◆ Data listing:
____________________

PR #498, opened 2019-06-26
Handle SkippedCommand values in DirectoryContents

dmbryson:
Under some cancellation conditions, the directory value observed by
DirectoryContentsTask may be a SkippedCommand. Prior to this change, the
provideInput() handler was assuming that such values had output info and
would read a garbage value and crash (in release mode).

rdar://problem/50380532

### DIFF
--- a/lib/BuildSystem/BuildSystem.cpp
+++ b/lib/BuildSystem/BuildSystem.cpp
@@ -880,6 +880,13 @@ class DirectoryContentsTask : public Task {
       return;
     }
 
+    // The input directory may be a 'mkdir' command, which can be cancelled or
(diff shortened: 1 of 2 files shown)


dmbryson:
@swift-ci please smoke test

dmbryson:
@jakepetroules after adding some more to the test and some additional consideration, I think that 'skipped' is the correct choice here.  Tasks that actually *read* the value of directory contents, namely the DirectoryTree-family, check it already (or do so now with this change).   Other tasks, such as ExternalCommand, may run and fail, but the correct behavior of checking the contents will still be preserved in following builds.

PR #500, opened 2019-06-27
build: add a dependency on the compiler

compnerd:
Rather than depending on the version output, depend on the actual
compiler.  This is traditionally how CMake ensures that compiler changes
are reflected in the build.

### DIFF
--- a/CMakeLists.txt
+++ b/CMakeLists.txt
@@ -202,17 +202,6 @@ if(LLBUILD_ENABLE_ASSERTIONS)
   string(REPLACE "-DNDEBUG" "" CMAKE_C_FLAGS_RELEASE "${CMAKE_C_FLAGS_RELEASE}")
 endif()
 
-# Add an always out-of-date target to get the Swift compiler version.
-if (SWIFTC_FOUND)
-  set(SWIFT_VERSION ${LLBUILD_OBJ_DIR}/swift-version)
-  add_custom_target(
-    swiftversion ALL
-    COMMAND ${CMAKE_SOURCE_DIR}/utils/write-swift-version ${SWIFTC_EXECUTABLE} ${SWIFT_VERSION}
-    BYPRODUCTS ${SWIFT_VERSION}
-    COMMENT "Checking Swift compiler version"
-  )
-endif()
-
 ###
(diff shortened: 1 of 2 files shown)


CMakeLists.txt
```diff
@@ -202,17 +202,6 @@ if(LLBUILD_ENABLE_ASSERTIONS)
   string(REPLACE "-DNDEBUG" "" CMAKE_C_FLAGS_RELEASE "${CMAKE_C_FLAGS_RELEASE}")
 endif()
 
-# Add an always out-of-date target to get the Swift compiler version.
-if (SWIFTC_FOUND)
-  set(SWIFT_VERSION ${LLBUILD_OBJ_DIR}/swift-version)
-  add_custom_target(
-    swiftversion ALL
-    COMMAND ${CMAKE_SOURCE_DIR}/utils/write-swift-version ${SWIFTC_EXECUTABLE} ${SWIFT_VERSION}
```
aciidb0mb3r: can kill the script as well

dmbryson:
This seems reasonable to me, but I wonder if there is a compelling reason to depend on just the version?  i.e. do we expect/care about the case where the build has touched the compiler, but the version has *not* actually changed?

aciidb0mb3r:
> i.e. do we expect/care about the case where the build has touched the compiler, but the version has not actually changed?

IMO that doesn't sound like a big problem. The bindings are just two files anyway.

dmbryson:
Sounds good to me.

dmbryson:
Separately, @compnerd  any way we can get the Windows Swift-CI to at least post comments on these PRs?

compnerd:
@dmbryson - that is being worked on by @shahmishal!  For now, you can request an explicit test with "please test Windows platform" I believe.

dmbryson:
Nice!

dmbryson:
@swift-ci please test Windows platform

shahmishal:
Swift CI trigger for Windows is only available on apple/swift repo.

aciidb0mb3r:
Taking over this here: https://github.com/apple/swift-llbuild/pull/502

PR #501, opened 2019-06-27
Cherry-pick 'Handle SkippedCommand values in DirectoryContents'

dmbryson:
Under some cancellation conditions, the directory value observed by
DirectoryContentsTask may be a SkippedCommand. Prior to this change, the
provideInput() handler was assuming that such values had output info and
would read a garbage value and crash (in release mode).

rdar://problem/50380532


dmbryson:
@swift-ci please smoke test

____________________

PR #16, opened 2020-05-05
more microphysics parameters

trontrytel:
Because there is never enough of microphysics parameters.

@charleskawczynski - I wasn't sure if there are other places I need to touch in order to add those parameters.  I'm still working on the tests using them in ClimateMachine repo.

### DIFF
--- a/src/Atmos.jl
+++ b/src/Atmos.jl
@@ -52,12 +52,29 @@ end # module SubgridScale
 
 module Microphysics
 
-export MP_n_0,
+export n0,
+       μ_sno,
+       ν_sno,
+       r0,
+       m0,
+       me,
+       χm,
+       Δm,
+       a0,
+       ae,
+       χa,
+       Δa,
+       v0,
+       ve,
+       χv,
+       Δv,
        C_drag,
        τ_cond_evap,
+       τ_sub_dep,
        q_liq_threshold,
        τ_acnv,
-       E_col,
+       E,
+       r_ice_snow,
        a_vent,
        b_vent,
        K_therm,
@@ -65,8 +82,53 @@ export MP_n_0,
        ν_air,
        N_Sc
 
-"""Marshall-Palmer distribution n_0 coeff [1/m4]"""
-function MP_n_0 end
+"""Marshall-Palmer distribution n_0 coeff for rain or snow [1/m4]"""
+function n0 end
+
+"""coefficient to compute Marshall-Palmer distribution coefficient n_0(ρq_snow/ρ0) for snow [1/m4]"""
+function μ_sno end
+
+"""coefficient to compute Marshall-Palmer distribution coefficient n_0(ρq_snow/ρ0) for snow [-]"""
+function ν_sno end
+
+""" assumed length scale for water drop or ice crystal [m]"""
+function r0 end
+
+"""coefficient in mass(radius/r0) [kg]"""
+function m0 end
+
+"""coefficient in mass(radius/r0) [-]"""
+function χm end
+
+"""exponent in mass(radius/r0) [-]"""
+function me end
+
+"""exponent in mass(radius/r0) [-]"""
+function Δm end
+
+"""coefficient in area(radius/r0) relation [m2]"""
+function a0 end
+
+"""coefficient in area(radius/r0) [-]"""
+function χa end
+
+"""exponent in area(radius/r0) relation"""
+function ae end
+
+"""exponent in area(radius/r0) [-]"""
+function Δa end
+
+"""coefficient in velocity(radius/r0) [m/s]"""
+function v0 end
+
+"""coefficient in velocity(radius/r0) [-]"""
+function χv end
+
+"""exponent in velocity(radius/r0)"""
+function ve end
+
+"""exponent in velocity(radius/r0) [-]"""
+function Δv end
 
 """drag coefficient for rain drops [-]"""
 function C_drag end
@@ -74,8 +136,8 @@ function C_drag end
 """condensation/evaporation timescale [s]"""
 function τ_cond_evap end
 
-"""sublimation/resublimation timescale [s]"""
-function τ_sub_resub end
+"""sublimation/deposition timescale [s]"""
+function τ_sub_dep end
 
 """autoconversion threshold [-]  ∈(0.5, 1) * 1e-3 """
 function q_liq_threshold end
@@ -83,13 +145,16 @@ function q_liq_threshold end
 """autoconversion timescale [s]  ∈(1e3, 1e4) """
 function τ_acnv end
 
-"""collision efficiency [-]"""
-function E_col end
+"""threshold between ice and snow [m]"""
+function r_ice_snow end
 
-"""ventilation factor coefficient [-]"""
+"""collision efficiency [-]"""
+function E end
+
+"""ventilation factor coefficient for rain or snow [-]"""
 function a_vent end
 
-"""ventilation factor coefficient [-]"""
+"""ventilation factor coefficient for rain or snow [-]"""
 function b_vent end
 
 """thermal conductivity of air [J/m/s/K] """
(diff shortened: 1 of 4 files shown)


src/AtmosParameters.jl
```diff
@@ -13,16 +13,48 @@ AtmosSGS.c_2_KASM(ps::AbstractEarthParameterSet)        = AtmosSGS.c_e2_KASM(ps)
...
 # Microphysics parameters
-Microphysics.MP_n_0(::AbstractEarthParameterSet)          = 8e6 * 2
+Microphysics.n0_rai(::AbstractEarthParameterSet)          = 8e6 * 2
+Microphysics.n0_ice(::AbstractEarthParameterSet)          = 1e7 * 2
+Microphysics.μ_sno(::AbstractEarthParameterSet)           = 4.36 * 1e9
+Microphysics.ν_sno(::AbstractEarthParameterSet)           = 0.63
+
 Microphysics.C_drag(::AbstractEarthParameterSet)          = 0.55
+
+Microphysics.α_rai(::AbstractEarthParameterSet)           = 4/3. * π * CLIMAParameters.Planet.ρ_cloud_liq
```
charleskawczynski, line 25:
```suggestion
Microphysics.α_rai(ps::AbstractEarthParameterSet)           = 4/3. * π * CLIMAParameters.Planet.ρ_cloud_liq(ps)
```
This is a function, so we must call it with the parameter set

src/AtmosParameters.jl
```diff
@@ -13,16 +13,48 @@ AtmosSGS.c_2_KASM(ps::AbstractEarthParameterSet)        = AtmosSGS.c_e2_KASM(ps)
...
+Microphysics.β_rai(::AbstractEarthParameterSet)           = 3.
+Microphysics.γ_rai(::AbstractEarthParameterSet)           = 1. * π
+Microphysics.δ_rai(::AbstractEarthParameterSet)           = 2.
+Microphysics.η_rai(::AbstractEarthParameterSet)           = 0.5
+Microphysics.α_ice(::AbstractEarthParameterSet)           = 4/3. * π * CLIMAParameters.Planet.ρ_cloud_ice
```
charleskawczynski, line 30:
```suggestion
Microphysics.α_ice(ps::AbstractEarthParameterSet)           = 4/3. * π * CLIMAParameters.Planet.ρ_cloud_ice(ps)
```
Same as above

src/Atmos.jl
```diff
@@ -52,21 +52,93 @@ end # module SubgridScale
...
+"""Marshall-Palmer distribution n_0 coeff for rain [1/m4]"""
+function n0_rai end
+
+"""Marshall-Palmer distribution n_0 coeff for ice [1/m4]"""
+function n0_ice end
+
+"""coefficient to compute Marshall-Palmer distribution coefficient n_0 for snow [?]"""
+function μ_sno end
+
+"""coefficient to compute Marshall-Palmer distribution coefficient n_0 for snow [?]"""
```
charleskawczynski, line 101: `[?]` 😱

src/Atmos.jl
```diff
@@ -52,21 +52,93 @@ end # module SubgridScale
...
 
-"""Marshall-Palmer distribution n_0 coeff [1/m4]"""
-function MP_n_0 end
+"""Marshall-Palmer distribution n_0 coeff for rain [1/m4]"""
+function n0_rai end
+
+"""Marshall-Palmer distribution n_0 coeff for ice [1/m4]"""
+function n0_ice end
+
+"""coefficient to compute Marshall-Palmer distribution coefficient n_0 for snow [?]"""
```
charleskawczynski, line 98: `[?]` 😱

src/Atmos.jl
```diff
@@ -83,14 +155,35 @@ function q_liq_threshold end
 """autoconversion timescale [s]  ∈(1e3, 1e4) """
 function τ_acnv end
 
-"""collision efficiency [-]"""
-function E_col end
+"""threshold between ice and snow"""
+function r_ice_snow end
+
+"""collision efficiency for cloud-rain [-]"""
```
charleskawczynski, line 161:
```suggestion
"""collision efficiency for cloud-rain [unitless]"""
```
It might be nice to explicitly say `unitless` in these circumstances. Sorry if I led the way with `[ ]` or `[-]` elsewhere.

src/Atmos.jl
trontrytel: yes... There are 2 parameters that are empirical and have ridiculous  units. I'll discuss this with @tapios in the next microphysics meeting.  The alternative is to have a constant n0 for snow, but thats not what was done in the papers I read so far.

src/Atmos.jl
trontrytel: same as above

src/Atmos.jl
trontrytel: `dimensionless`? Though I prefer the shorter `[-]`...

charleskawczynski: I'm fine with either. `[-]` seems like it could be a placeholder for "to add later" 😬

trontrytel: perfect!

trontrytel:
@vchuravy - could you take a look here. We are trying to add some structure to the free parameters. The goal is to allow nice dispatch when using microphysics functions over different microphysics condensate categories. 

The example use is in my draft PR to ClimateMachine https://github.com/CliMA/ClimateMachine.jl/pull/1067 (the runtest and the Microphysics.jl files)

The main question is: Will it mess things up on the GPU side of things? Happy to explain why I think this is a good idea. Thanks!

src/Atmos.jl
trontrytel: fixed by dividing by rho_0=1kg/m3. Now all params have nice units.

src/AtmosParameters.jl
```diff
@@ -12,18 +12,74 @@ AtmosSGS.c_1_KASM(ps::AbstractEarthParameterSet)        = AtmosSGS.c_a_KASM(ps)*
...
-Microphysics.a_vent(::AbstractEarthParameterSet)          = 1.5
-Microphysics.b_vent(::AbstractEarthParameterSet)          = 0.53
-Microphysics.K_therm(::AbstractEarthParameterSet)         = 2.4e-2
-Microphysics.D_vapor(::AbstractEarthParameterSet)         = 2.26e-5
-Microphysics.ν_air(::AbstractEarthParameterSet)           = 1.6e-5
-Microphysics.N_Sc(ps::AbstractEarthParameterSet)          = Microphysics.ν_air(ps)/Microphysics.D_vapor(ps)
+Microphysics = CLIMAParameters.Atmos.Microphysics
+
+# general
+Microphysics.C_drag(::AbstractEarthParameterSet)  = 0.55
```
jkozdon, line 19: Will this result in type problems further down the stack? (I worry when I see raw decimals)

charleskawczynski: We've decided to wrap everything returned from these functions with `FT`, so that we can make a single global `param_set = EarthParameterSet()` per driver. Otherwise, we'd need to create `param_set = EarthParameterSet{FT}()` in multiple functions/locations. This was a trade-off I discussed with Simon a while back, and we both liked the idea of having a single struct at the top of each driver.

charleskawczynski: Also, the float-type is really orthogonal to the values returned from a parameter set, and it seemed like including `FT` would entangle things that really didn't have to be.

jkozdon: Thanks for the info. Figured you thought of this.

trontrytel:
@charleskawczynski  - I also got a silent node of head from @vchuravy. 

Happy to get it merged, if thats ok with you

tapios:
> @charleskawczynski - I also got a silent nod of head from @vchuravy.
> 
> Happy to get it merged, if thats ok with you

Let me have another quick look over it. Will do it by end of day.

____________________

◆ Task objective: Go through the records. Copy each line where "about" appears.

◆ Task response:
This seems reasonable to me, but I wonder if there is a compelling reason to depend on just the version?  i.e. do we expect/care about the case where the build has touched the compiler, but the version has *not* actually changed?
> i.e. do we expect/care about the case where the build has touched the compiler, but the version has not actually changed?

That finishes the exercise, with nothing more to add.